Humanizing the end

Humanizing the end March 19, 2013

In his contribution to The Apocalypse in English Renaissance Thought and Literature , Joseph Wittreich examines the apocalyptic elements of King Lear . Shakespeare doesn’t hold, he thinks, to traditionally Christian views of the end, nor does he want to turn the apocalyptic framework into a fixed law of history. His solution is to “humanize” the apocalypse by turning responsibility for the shaping of history over to man” so as to “secularize the Christian prophecy.”

In Lear’s horrors, Shakespeare pushes us to the edge so as to gain perspective on our predicament: “for Shakespeare the present is a time of amelioration, not of history’s apocalyptic transformation; it is a time for man’s moving toward perfection but not a moment in which that perfection is achieved. We are brought to the edge of the world and end of time not because the world is about to end, but because, for Shakespeare, from this perspective man can be contemplate the horrors of human existence and negotiate his way around them” (195).

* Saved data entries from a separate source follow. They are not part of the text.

PR #233, opened 2017-10-10
Nicer to read Pd Manual with "Sans Serif" font

Lucarda:
Pd html manual with "Sans Serif" font

Also changed to html5 and new CSS.

### DIFF
--- a/doc/1.manual/index.htm
+++ b/doc/1.manual/index.htm
@@ -1,4 +1,4 @@
-<!DOCTYPE HTML PUBLIC "-//W3C//DTD HTML 4.01//EN">
+<!DOCTYPE html>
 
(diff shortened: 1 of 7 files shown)


millerpuckette:
Are 232 and 233 (this one) the same, or are they alternatives, or are they independent?  I don't know what's going on here.

Lucarda:
> Are 232 and 233 (this one) the same, or are they alternatives, or are they independent?

The main difference is just the Font used. They both share the same update to HTML5 (all modern browsers support it since long ago).

You can choose any you like most about the font  (I made 2 PRs just to be able to preview them). Later it will be very easy to change the font-family, font-sizes and link-colors and other cosmetics.

PR #241, opened 2017-10-29
value right inlet

danomatika:
This PR adds a right inlet to the [value] object as [suggested on the pd-list](https://lists.puredata.info/pipermail/pd-list/2017-10/120875.html).

Here's a test patch:

screen shot 2017-10-31 at 2 14 16 pm

~~~
#N canvas 169 142 450 300 10;
#X obj 306 159 value b;
#X obj 86 132 bng 15 250 50 0 empty empty empty 17 7 0 10 -262144 -1
-1;
#X obj 86 132 bng 15 250 50 0 empty empty empty 17 7 0 10 -262144 -1
-1;
#X obj 306 130 bng 15 250 50 0 empty empty empty 17 7 0 10 -262144
-1 -1;
#X obj 306 130 bng 15 250 50 0 empty empty empty 17 7 0 10 -262144
-1 -1;
#X floatatom 86 190 5 0 0 0 - - -, f 5;
#X floatatom 306 189 5 0 0 0 - - -, f 5;
#X floatatom 185 39 5 0 0 0 - - -, f 5;
#X floatatom 185 137 5 0 0 0 - - -, f 5;
#X obj 159 57 bng 15 250 50 0 empty empty empty 17 7 0 10 -262144 -1
-1;
#X obj 159 57 bng 15 250 50 0 empty empty empty 17 7 0 10 -262144 -1
-1;
#X obj 86 160 value a;
#X obj 185 105 value;
#X msg 232 37 symbol a;
#X msg 238 59 symbol b;
#X msg 245 81 symbol c;
#X connect 0 0 6 0;
#X connect 1 0 11 0;
#X connect 3 0 0 0;
#X connect 7 0 12 0;
#X connect 9 0 12 0;
#X connect 11 0 5 0;
#X connect 12 0 8 0;
#X connect 13 0 12 1;
#X connect 14 0 12 1;
#X connect 15 0 12 1;
~~~

### DIFF
--- a/src/x_connective.c
+++ b/src/x_connective.c
@@ -1567,8 +1567,7 @@ void value_release(t_symbol *s)
  * value_getfloat -- obtain the float value of a "value" object
  *                  return 0 on success, 1 otherwise
  */
-int
-value_getfloat(t_symbol *s, t_float *f)
+int value_getfloat(t_symbol *s, t_float *f)
 {
     t_vcommon *c = (t_vcommon *)pd_findbyclass(s, vcommon_class);
     if (!c)
@@ -1581,8 +1580,7 @@ value_getfloat(t_symbol *s, t_float *f)
  * value_setfloat -- set the float value of a "value" object
  *                  return 0 on success, 1 otherwise
  */
-int
-value_setfloat(t_symbol *s, t_float f)
+int value_setfloat(t_symbol *s, t_float f)
 {
     t_vcommon *c = (t_vcommon *)pd_findbyclass(s, vcommon_class);
     if (!c)
@@ -1615,6 +1613,13 @@ static void value_float(t_value *x, t_float f)
     *x->x_floatstar = f;
 }
 
+static void value_set(t_value *x, t_symbol *s)
+{
+    value_release(x->x_sym);
+    x->x_sym = s;
+    x->x_floatstar = value_get(s);
+}
+
 static void value_ff(t_value *x)
 {
     value_release(x->x_sym);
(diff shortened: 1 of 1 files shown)


porres:
awesome :)

umlaeute:
what's the advantage of using a `set` message over a second inlet?

(i think a `set` message is kind of problematic if we ever want to extend `[value]` to be able to hold other values than floats)

Spacechild1:
I second IOhannes on that. also, a second inlet would mirror the behaviour of objects like [send] and the interface of [array] and [text].

porres:
> (i think a set message is kind of problematic if we ever want to extend [value] to be able to hold other values than floats)

now that we're at it, I ALWAYS HOPED THAT IT'D HOLD OTHER VALUES THAN FLOATS :)

umlaeute:
although i don't think that capitalisation will make it happen any second sooner...

danomatika:
It depends on your expectations. There are objects which take a set message and others which provide an inlet.

IMO an object called "value" only works with numbers. If there would be a similar object for symbols, I'd imagine it would have a (slightly) different name.

In any case, either method is  it that much code as you can see in the first commit.

enohp ym morf tnes
-----------
Dan Wilcox
danomatika.com
robotcowboy.com

danomatika:
Ok. The set message has now been changed to an optional right inlet.

Note: As far as I understand the object messaging system, sending into the second inlet essential sends a message to the object which can also be sent via the main left inlet (if you know the message name). For that reason, I changed the message from "set" to "symbol2" to partially hide it as well as follow the naming conventions for similar inlet function class in other core objects.

porres:
> IMO an object called "value" only works with numbers. If there would be a similar object for symbols, I'd imagine it would have a (slightly) different name.

[var]?

Spacechild1:
@danomatika  a trick I've seen is to use an empty symbol ("") as the selector to make sure the method is only called via the right inlet and not via a message to the left inlet.

umlaeute:
fwiw: while it is complicated to create a selector that is an empty symbol (""), it's not impossible (however, i've been using this excessively :-))

Issue #243, opened 2017-11-02
Multi instance support for [text define]


pierreguillot:
When I use libPd with PDINSTANCE and PDTHREADS and I use pd_instance pdinstance_new(), if I load a patch with [text define], it crashes in [text-define_new()](https://github.com/pure-data/pure-data/blob/master/src/x_text.c#L280) because x->x_scalar is NULL (because in [scalar_new()](https://github.com/pure-data/pure-data/blob/master/src/g_scalar.c#L113), the function template_findbyname(templatesym) returns NULL). So it seems that the function can't find a template linked with the symbol "pd-text". 

After several investigation, I found that at initialization, pd_init() calls [conf_init()](https://github.com/pure-data/pure-data/blob/master/src/m_pd.c#L311)  that calls [x_qlist_setup()](https://github.com/pure-data/pure-data/blob/master/src/m_conf.c#L91) that calls [text_template_init()](https://github.com/pure-data/pure-data/blob/master/src/x_text.c#L1970) etc. and that ends by calling [template_new()](https://github.com/pure-data/pure-data/blob/master/src/g_template.c#L154) that binds a template to the the symbol "pd-text". 

This binding is only valid at initialization and is not duplicated when using new pdinstances that why it crashes. And I guess there is the same problem with the symbols "pd-float" and "pd-float-array" with garray_init().

Here is the discussion (with myself :) ) on [pd-dev list](https://lists.puredata.info/pipermail/pd-dev/2017-11/021313.html). And the initial [issue](https://github.com/libpd/libpd/issues/196) on the libpd repository.

I create a PR to correct the bug but as I'm not sure that this is the best solution, I also prefer to create this issue.

danomatika:
This would be good to have in 0.48-1 and libpd needs it as well.

pierreguillot:
PR Merged

PR #245, opened 2017-11-02
Fix multi instance support for [text define] & [array define]

pierreguillot:
The correction solves this [issue](https://github.com/pure-data/pure-data/issues/243) and is pretty straightforward but I'm not sure that's the best approach. If @millerpuckette or another Pd master could check it. (and sorry for the noise)

### DIFF
--- a/src/g_array.c
+++ b/src/g_array.c
@@ -136,8 +136,6 @@ and float-arrays. */
 void garray_init( void)
 {
     t_binbuf *b;
-    if (garray_arraytemplatecanvas)
-        return;
     b = binbuf_new();
 
     glob_setfilename(0, gensym("_float_template"), gensym("."));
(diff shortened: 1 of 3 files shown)


pierreguillot:
In fact I'm not sure that I totally solved the problem

umlaeute:
@pierreguillot could you elaborate on that?

pierreguillot:
Sorry, I just wanted first to note that the problem persisted. 

So, here is the error message:
```
array: couldn't find template pd-float-array
consistency check failed: array_define_yrange
array: couldn't find named array '1001-env'
...
```
It's caused by the 2nd lines of the function `text_template_init()` and `garray_init()` that returns if the function has already been called (but we need to call the function for each pdinstance). So I have to remove these lines (the functions are only called at initialization and now with this PR with `pdinstance_new()` so it won't be a problem I guess).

Two comments: First, emphasizing “amelioration” doesn’t at all put Shakespeare outside orthodoxy, or suggest a secularization; it sounds perfectly Augustinian. Second, it’s hard to see how Lear exemplifies Shakespeare’s desire to emphasize human shaping of history, when the history found in the play so manifestly escapes human control. Gloucester is wrong that “like flies to wanton boys, so are we to the gods.” But there is something if not someone presiding over the world of the play.